● Directions for this task:
Select and reproduce each line of the listing below that bears the string "chain".

● Entries provided:
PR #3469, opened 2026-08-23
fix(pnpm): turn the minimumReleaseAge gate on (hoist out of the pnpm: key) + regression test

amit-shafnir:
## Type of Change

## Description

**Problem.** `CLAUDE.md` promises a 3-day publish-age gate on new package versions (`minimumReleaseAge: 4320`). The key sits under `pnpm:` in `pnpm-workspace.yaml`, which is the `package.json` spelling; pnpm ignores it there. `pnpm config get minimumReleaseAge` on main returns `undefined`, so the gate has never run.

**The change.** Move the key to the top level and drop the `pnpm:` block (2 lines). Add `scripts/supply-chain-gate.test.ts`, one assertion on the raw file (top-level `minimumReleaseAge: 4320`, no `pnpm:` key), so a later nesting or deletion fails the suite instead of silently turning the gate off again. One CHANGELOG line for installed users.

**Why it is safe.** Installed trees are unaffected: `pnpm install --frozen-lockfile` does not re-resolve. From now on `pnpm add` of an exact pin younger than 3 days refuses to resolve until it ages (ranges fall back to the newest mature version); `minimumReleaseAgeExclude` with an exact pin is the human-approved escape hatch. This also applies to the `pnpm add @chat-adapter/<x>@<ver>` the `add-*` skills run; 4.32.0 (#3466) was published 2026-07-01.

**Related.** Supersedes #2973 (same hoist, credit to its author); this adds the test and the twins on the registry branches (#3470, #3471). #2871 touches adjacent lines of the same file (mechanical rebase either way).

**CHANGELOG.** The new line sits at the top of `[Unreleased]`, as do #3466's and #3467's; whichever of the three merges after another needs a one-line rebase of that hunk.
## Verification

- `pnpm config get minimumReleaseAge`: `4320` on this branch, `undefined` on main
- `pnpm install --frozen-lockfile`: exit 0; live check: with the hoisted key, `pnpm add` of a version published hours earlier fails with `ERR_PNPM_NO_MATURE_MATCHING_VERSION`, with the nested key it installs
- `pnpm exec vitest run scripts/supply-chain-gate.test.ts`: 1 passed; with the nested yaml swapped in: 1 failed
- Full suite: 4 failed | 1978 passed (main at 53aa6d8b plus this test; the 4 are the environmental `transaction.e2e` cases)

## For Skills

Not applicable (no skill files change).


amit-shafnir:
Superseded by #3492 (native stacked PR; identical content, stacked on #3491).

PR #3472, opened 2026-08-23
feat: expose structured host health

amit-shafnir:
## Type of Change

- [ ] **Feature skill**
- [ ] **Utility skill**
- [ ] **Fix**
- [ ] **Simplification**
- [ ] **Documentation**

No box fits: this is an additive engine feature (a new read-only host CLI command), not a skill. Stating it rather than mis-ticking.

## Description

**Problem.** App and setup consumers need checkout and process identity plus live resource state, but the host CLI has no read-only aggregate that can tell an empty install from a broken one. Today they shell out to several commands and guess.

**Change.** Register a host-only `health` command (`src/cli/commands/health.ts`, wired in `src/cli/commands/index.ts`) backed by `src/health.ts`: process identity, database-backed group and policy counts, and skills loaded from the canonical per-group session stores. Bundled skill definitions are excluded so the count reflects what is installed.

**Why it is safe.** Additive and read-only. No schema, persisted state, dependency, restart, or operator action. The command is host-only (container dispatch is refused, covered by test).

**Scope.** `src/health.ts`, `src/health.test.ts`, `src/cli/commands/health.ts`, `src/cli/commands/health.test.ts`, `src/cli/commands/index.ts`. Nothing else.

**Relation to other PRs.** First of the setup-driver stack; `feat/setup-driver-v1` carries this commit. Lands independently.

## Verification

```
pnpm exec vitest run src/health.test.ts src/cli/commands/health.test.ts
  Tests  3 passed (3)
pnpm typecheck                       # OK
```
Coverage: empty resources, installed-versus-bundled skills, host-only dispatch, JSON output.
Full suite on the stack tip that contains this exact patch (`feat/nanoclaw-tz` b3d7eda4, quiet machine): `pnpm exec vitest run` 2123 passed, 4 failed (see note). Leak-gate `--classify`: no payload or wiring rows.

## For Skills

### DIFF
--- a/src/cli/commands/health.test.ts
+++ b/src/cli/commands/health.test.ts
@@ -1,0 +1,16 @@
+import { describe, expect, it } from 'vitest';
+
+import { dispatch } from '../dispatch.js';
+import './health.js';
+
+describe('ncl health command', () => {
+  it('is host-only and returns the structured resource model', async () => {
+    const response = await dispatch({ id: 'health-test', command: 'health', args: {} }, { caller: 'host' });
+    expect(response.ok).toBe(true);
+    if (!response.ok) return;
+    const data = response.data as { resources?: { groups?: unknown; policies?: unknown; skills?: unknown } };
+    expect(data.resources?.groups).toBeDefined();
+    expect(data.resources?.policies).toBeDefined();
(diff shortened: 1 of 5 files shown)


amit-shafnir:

---

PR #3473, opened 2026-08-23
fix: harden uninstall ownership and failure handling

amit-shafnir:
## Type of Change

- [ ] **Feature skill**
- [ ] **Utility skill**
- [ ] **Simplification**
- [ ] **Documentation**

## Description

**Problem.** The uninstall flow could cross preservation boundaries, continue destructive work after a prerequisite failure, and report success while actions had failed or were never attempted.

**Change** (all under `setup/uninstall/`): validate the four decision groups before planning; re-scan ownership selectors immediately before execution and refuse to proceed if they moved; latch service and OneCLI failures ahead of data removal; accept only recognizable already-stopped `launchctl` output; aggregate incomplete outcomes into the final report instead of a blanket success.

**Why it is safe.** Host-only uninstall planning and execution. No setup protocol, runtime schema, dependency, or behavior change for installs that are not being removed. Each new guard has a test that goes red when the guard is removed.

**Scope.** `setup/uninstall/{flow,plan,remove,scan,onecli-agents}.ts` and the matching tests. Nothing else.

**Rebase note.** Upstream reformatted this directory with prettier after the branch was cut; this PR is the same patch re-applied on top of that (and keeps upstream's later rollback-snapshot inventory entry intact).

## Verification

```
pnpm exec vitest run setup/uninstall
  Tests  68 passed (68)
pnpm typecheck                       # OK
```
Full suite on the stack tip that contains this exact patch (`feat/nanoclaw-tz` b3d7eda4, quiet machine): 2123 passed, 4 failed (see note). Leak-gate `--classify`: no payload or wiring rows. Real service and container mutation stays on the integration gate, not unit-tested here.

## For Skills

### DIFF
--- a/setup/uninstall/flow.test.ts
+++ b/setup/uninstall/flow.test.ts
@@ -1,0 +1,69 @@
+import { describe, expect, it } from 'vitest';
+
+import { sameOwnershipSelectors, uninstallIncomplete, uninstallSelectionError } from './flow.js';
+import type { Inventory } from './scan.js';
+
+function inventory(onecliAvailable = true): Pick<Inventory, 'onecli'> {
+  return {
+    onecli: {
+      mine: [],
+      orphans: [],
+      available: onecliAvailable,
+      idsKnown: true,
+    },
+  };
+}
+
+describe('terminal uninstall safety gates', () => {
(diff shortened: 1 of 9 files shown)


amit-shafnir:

● Problem solution:
**The change.** Move the key to the top level and drop the `pnpm:` block (2 lines). Add `scripts/supply-chain-gate.test.ts`, one assertion on the raw file (top-level `minimumReleaseAge: 4320`, no `pnpm:` key), so a later nesting or deletion fails the suite instead of silently turning the gate off again. One CHANGELOG line for installed users.
- `pnpm exec vitest run scripts/supply-chain-gate.test.ts`: 1 passed; with the nested yaml swapped in: 1 failed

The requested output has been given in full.